狂才博士、シュタインが手際良く手持ち砲の発射準備を行いながらクリアに話しかける。
「貴様、名は⁉︎」
「クリア!クリア・ニューだ!」
「そうか!良い名だ!」
よし!と呟き彼は発射準備が完了したのか手持ち砲を下げ、クリアへと振り向く。
「詳しい説明はしない!儂がドラゴンの残った片目をブチ抜くからクリア・ニュー、お前はそれでドラゴンの攻撃を防げ!」
「はぁ?マジで言ってんのかよジジィ⁉︎」
「正気であればここにはおらん!お前に選択肢は無い!」
「ボロ切れ具合を見てよく言える……!」
理不尽かつ唐突な命令に困惑しつつも、鉄塊を再展開する。気グルのシュタインは鉄塊を無作法に撫で回し、ブツブツと呟く。
「足りんぞ!もっと大きくしろ!このヤワ鉄じゃあ全く足りんぞ!」
「こンの……!」
「いいか⁉︎バカにも分かるように言ってやる!お前のような小娘の力ではなく、鉄塊それ自体の質量で防ぐのだ!出すことだけを考えろ!」
「…………ああ、もう!もういいさ!分かったよ!黄泉路に道連れだ!」
クリアは吐血しながら啖呵を切り、守護獣を更に引き出す。人の半分ほどであった体積は見る見る内に膨れ上がり、巨漢3人分ほどにまで大きくなる。
「やればできるではないかっ!おい、キミ、ドラゴンにハンドルを切れ!」
「りょっ、了解ぃ!」
ジープは物凄い遠心力を生み出しながら急旋回し、再びドラゴンへと走る。ドラゴンはこちらをしっかりと見据え、残った片目に憎悪を激らせている。
「正直今の量でも全く足らん!」
「はぁ⁉︎じゃあ死ぬの⁉︎」
「そうだ!死ぬ!だからもっと出せ……と言いたいが、コツを教えてやる!」
「コツ⁉︎」
「今のお前は手の平を出口と思い込んで生成している!違うのだ!地面だ!それこそが出口だ!」
シュタインは手持ち砲を構える。叫びながらでもその所作は気持ち悪いほど丁寧で迅速あった。
「要するにデカい壁だ壁!分かったな⁉︎」
クリアは舌打ちしながらも悲鳴をあげる体を鞭打ちジープから身を乗り出す。守護獣を得て初めて、彼女は冷静になった。
(地面からせり上がる壁のイメージ。あの剛腕を押し返す、鉄壁……)
ジープがドラゴンへに肉薄する。鱗の1つまでくっきりと見えるようになる。ドラゴンはついに腕を振り上げ、ごうと振り下ろしてきた!
「来たぞっ!」
「分かってるっ!」
まるで山崩れだ。いくつもの大木と土砂が押し寄せてくる。小さな町なら呑まれかねない圧倒的質量に錯覚する。
「ただの壁ではっ!」
クリアは地面を睨みつけ、両手を振り上げる!
(城だ!)
恐ろしく巨大な鉄塊が地面から噴火めいた轟音と共に迫り上がってくる!鋼鉄の城が如くである!地響きでジープが揺れながら、面々はそれを見上げた!鈍く光る鋼鉄の壁、いや、城!

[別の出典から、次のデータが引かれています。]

PR #463, opened 2017-08-08
Various UI tweaks

frederoni:


MapboxNavigation/RouteMapViewController.swift
```diff
@@ -45,8 +45,8 @@ class RouteMapViewController: UIViewController {
     var tiltedCamera: MGLMapCamera {
         get {
             let camera = mapView.camera
-            camera.altitude = 600
-            camera.pitch = 45
+            camera.altitude = 150
+            camera.pitch = 70
```
bsudekum: I think 60 might be the max.

bsudekum:
@frederoni mind posting a screenshot?

MapboxNavigation/RouteMapViewController.swift
ericrwolfe: Also, what are the implications of this on battery life @pveugen?

pveugen: Didn't do any pre- and post testing, but anecdotally this does have some impact.

MapboxNavigation/RouteTableViewController.swift
```diff
@@ -42,6 +42,8 @@ class RouteTableViewController: UIViewController {
             headerView.distanceRemaining.text = distanceFormatter.string(from: routeProgress.distanceRemaining)
         }
         
+        dateComponentsFormatter.unitsStyle = routeProgress.durationRemaining < 3600 ? .short : .abbreviated
```
1ec5: I think `dateComponentsFormatter` rounds up when the duration is close to an hour. So there might be an edge case where it still uses `short` even though you want `abbreviated`.

MapboxNavigation/RouteTableViewController.swift
```diff
@@ -20,8 +20,8 @@ class RouteTableViewController: UIViewController {
         setupTableView()
         dateFormatter.timeStyle = .short
         dateComponentsFormatter.maximumUnitCount = 2
```
1ec5: This is no longer necessary because `day` has been removed below.

frederoni:
Superseded by https://github.com/mapbox/mapbox-navigation-ios/pull/480

PR #466, opened 2017-08-08
Prefetch polly speech strings

bsudekum:
_This is a branched off of https://github.com/mapbox/mapbox-navigation-ios/pull/456 and bigly a work in progress._

This moves to prefetch all Polly mp3s when the PollyVoiceController is inited. 

todo:

- [ ] Calculate distance remaining using the alert level constants
- [ ] Only prefetch when there is down time. At the beginning of a session, there can be many instructions back to back. We should prioritize these since prefetching all instructions is resource intensive
- [ ] profile
- [ ] use a better queue

### DIFF
--- a/MapboxNavigation/PollyVoiceController.swift
+++ b/MapboxNavigation/PollyVoiceController.swift
@@ -25,9 +25,17 @@ public class PollyVoiceController: RouteVoiceController {
      */
     public var identityPoolId: String
     
+    let alerts: [AlertLevel: TimeInterval] = [
+        .depart: 100,
+        .low: 100,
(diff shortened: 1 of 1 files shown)


ericrwolfe:
Noting that prefetching all files isn't just resource intensive, but $$$ expensive in the case of frequent reroutes or long routes with many maneuvers.

bsudekum:
This is more actionable now that https://github.com/mapbox/mapbox-navigation-ios/pull/456#pullrequestreview-56719558 is merged.

bsudekum:
Going to close this and revisit it later.

PR #464, opened 2017-08-08
UI Tweaks

frederoni:
- [x] Dock progress bar to the bottom
- [x] Rearrange lane views to avoid glitchy swipe in and out animation
- [x] Remove reset tracking mode timer

@bsudekum @ericrwolfe @pveugen 👀

PR #468, opened 2017-08-08
Add status view

frederoni:
The rerouting UI was removed in #464 
This PR adds a new reusable status view that also acts as a rerouting UI.

@bsudekum @ericrwolfe 👀 

_The rerouting ui is presented manually in this gif_

### DIFF
--- a/MapboxNavigation/RouteMapViewController.swift
+++ b/MapboxNavigation/RouteMapViewController.swift
@@ -18,6 +18,7 @@ class RouteMapViewController: UIViewController {
     @IBOutlet weak var wayNameLabel: WayNameLabel!
     @IBOutlet weak var wayNameView: UIView!
     @IBOutlet weak var maneuverContainerView: ManeuverContainerView!
+    @IBOutlet weak var statusView: StatusView!
     @IBOutlet weak var laneViewsTopConstraint: NSLayoutConstraint!
     @IBOutlet weak var laneViewsContainerView: UIView!
     @IBOutlet var laneViews: [LaneArrowView]!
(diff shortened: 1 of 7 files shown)


MapboxNavigation/RouteMapViewController.swift
```diff
@@ -204,6 +220,11 @@ class RouteMapViewController: UIViewController {
             wayNameView.isHidden = true
         }
     }
+    
+    func willReroute(notification: NSNotification) {
+        let title = NSLocalizedString("REROUTING", bundle: .mapboxNavigation, value: "Rerouting…", comment: "Indicates that rerouting is in progress")
```
bsudekum: Note, we'll need to update the translation files.

MapboxNavigation/Style.swift
```diff
@@ -512,3 +514,51 @@ class ManeuverContainerView: UIView {
...
+    @IBOutlet weak var activityIndicatorView: UIActivityIndicatorView!
+    @IBOutlet weak var textLabel: UILabel!
+    @IBOutlet weak var topConstraint: NSLayoutConstraint!
+    
+    func show(_ title: String, showSpinner: Bool, duration: TimeInterval) {
+        textLabel.text = title
+        activityIndicatorView.isHidden = !showSpinner
+        activityIndicatorView.startAnimating()
+        
+        show()
```
bsudekum: Maybe call these `show()` function something a little different? hard to know what they each do.

MapboxNavigation/RouteMapViewController.swift
frederoni: Included the `extract_localizable.sh` script. Seems to work great.

MapboxNavigation/Style.swift
frederoni: They're fileprivate so shouldn't affect too much, but if you have a better name 😊 
How about `updateConstraints(showOrHide: Bool)`? 🤔

frederoni: Fixed in https://github.com/mapbox/mapbox-navigation-ios/pull/468/commits/b6a51bb351e8d7c5f3848acfe27f4122456934cd

PR #474, opened 2017-08-09
Remove reroute status bar after route is fetched

bsudekum:
We should hide the status bar once the new route is fetched.

/cc @frederoni


bsudekum:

クリアはいつか見た近衛騎士のタワー・シールドをイメージした!先ほどまでの鉄塊とは比べ物にならない質量!
ドラゴンと相対するにふさわしい盾!ドラゴンの腕は強烈な擦過音を響かせ、火花を散らせながら弾かれる!咆哮!
鉄の城は震えるもビクともしない。ドラゴンはいらだち、胸の祈祷器官を妖しく点滅させる。ドラゴンの象徴、かつて世界最強の軍団をも一撃で焼き尽くした超強力な攻撃祈祷であるブレスの前兆だ。

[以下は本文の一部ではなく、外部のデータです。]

Issue #381, opened 2017-07-13
Discard improbable headings


ericrwolfe:
When course snapping is enabled, we should discard any headings exactly equal to 0 or -1. 

![](https://user-images.githubusercontent.com/1594300/27805910-423a2556-5fec-11e7-819b-42841f885a10.jpg)

cc @bsudekum

ericrwolfe:
Likewise, we might want to prevent any course snapping changes when the user is stopped at a light and the speed is close to zero.

![](https://user-images.githubusercontent.com/1594300/27805905-3d1f09a6-5fec-11e7-8431-f30140d287c8.jpg)

bsudekum:
So in cases where we have a course of -1, 0 or a speed of 0, we should just snap the user to the route line?

Currently, we returning early and using the course from the device https://github.com/mapbox/mapbox-navigation-ios/blob/master/MapboxNavigation/RouteMapViewController.swift#L362-L364

@1ec5 this make sense to you?

1ec5:
It’s probably possible for a CLLocation’s course to be −1 at the same time its coordinate is valid. So at this point, we’d create a new CLLocation with all the same information but a course based on the route line, then continue to use that synthesized CLLocation throughout the method.

Only negative values are invalid; 0° is no more improbable than 35°. If we were to discard 0° in favor of a course based on the route line, we’d introduce inconsistent behavior. For example, if the route continues due east but the user turns left, we’d snap the course up to −30°, then accurately reflect `CLLocation.course` after that, until the user gets to 0°. At that point, we swing back to due east before swinging northward again as the user crosses over to 359°.

ericrwolfe:
> 0° is no more improbable than 35°

Noting here that we're talking about the exact value of 0.0000000...°, which is highly improbable with real world, unrounded, double precision coordinates. A simple `course > 0` instead of `course != -1` would suffice.

1ec5:
My point is that negative values are the only ones documented to be invalid. Guarding against `course < 0` is 👌.

bsudekum:
Fixed in https://github.com/mapbox/mapbox-navigation-ios/pull/445

ericrwolfe:
I don't think #445 actually fixes this issue.

ericrwolfe:
This was directly addressed in https://github.com/mapbox/mapbox-navigation-ios/pull/449.

[...]

PR #475, opened 2017-08-09
Look at points behind user for snapping

bsudekum:
While investigating using the instantaneous calculated user course for determining off routing, I discovered that our calculated user course at a given point can be improved. Prior to this, we were looking ahead at two points on a line. Instead of looking at two points at a given distance ahead of the user, we should look at the angles at points ahead and behind the user. This will give a smoother  and more accurate representation of the route snapped course.

### DIFF
--- a/MapboxCoreNavigation/RouteController.swift
+++ b/MapboxCoreNavigation/RouteController.swift
@@ -256,18 +256,19 @@ open class RouteController: NSObject {
         }
         
         let nearByCoordinates = routeProgress.currentLegProgress.nearbyCoordinates
-        guard let closest = closestCoordinate(on: nearByCoordinates, to: location.coordinate) else { return location }
-        let slicedLine = polyline(along: nearByCoordinates, from: closest.coordinate, to: nearByCoordinates.last)
-        let userDistanceBuffer = location.speed * RouteControllerDeadReckoningTimeInterval
-
-        // Get closest point infront of user
-        guard let pointOneSliced = coordinate(at: userDistanceBuffer, fromStartOf: slicedLine) else { return location }
-        guard let pointOneClosest = closestCoordinate(on: nearByCoordinates, to: pointOneSliced) else { return location }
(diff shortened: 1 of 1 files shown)


frederoni:
> This will give a smoother and more accurate representation of the route snapped course.

To me, this sounds like something we want to achieve with the camera, not the user puck.
Smoothing out the camera position based the average course of upcoming steps.

The user puck should always (when snapped) be aligned with the route line since it's hard to drive sideways along a route.

Also, I think we should remove the `guard location.speed >= 0` to avoid floating around on the route line at a stop sign.

bsudekum:
> To me, this sounds like something we want to achieve with the camera, not the user puck.
Smoothing out the camera position based the average course of upcoming steps.

I think there is merit to this, but until https://github.com/mapbox/mapbox-navigation-ios/pull/402 is merged, I think we need to stick with this.

> The user puck should always (when snapped) be aligned with the route line since it's hard to drive sideways along a route.

The problem with this approach is that there is no in between/grace period between being snapped and not being snapped. The truth is that between the location snapping Apple does internally, GPS noise and the difference between OSM data and real world roads, we need some breathing room. At one point we did have either the user was snapped or they were rerouted and it caused tons of rerouting that became annoying to users.

> Also, I think we should remove the guard location.speed >= 0 to avoid floating around on the route line at a stop sign.

I believe @ericrwolfe wanted this in there to prevent inaccurate course values from slipping through. Perhaps it would help though if we still mutated the user course if it looks good at low speeds.

ericrwolfe:
>> Also, I think we should remove the guard location.speed >= 0 to avoid floating around on the route line at a stop sign.

> I believe @ericrwolfe wanted this in there to prevent inaccurate course values from slipping through. Perhaps it would help though if we still mutated the user course if it looks good at low speeds.

I agree with @frederoni's point. See my comment in https://github.com/mapbox/mapbox-navigation-ios/issues/381#issuecomment-321121509.

bsudekum:
Let's pull that out into a separate PR.

PR #476, opened 2017-08-10
Allow snaping when speed is zero

bsudekum:
This does two things:
* Allows snapping to occur (if deemed possible) when the user speed is zero. This will help at stop lights
* At the beginning of the route, it's difficult to snap the user course and location if we cannot look behind the user. Instead, use the location and let the user begin navigating on the route. This will only happen momentarily and is probably a good thing to allow the user some buffer time when beginning a route.

/cc @frederoni @ericrwolfe @1ec5


bsudekum:
Closing in favor of https://github.com/mapbox/mapbox-navigation-ios/pull/481

Issue #473, opened 2017-08-09
Example-Swift app crashes when running in iPad Pro simulator when tapping Start Navigation button


troyibm:
I get this error when I run Example-Swift in Xcode 8.3.2 on the iPad Pro (9.7 inch) simulator in landscape mode.

`
Terminating app due to uncaught exception 'NSGenericException', reason: 'Your application has presented a UIAlertController (<UIAlertController: 0x7f926fa4fef0>) of style UIAlertControllerStyleActionSheet. The modalPresentationStyle of a UIAlertController with this style is UIModalPresentationPopover. You must provide location information for this popover through the alert controller's popoverPresentationController. You must provide either a sourceView and sourceRect or a barButtonItem.  If this information is not known when you present the alert controller, you may provide it in the UIPopoverPresentationControllerDelegate method -prepareForPopoverPresentation.'
`

troyibm:
worked around this by changing `.actionSheet` to `.alert` in line https://github.com/mapbox/mapbox-navigation-ios/blob/master/Examples/Swift/ViewController.swift#L90

egmixer:
Thanks for sharing your solution

valterh4ck3r:
Thank you so much @troyibm , you saved me :)

SamAlmo:
You are amazing. Thanks for saving my time

PR #477, opened 2017-08-10
Handle iPads in example app

bsudekum:
Closes: https://github.com/mapbox/mapbox-navigation-ios/issues/473

`UIAlertController` on the iPad needs to know where to anchor the action sheet.

/cc @ericrwolfe


bsudekum:
This also speeds up the action sheet by adding actions in the background. Ref: https://stackoverflow.com/questions/42417808/very-slow-presentation-of-the-uialertcontroller

PR #3025, opened 2021-05-24
Fix ImageCache image cost estimation logic

S2Ler:
How much an image takes in memory can be different for different images:
- An image created with CGContext will have a different memory size
than the same image but loaded from a jpg file.
Example: https://stackoverflow.com/a/25706554/425838.
- Size depends on the image's colour space (how many bytes needed to
encode one pixel of the image).

The fix uses the data returned by CGImage, which is the most reliable
source of information available to estimate the size of an image in
memory.


1ec5 (approved):
Thanks for thoroughly explaining the rationale for this change!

それ故、ドラゴンは鉄壁の裏から飛び出したジープに対する反応が遅れてしまった。
シュタインは揺れるジープ上でありながらドラゴンの片目に照準を合わせ……引き金を引いた。
酒ビンに羽が付いたような奇妙な砲弾は飛翔しながら加速し、ドラゴンの頭、残った片目に突き刺さった!
そしてわずかな間を開けて炸裂し、ドラゴンは悲痛な叫びを上げる!
「やった……!」
目は脳に近い位置にある。いくらドラゴンといえど2度も眼球で爆発物が炸裂すれば無事ではすむまい。現に、ドラゴンはふらふらとよろめき今にも倒れそうであった。
……ならば、どうして責められようか。
眼前の死が離れていき、思わず安堵してしまった兵士とクリアを。
いつの間にか、ドラゴンの祈祷器官の点滅が止まり、煌々と輝いていた。
シュタインだけが、それを見逃さなかった。
シュタインは即座に手持ち砲を投げ捨て……クリアだけを担ぎ上げ、素早く車外へと飛び出た。
困惑の声をクリアと兵士が上げるその瞬間、ドラゴンの首が蠕動しながら向きを変え、ジープの前に思い切り開いたアギトを向ける。
兵士はすくみ、動けなかった。
ブレスが発動した。
あまりの熱量に空気が歪む。大量の熱そのものをぶつける、あまりに単純で、凶悪そのもの。
ジープのタイヤが溶ける。兵士の悲鳴が上がる。
座席が燃える。助けを呼ぶ声が聞こえる。
フロントガラスが歪む。おぞましい絶叫が響く。
タイヤとガラスが溶けきり、声が無くなる。
クリアは逃げるシュタインの肩の上でただ見ることしかできなかった。
呆然と眺めているうちに、いつしかブレスは止み燃え上がるジープだけが残される。両目を失い、血を垂れ流すドラゴンは明らかにこちらを見据えていた。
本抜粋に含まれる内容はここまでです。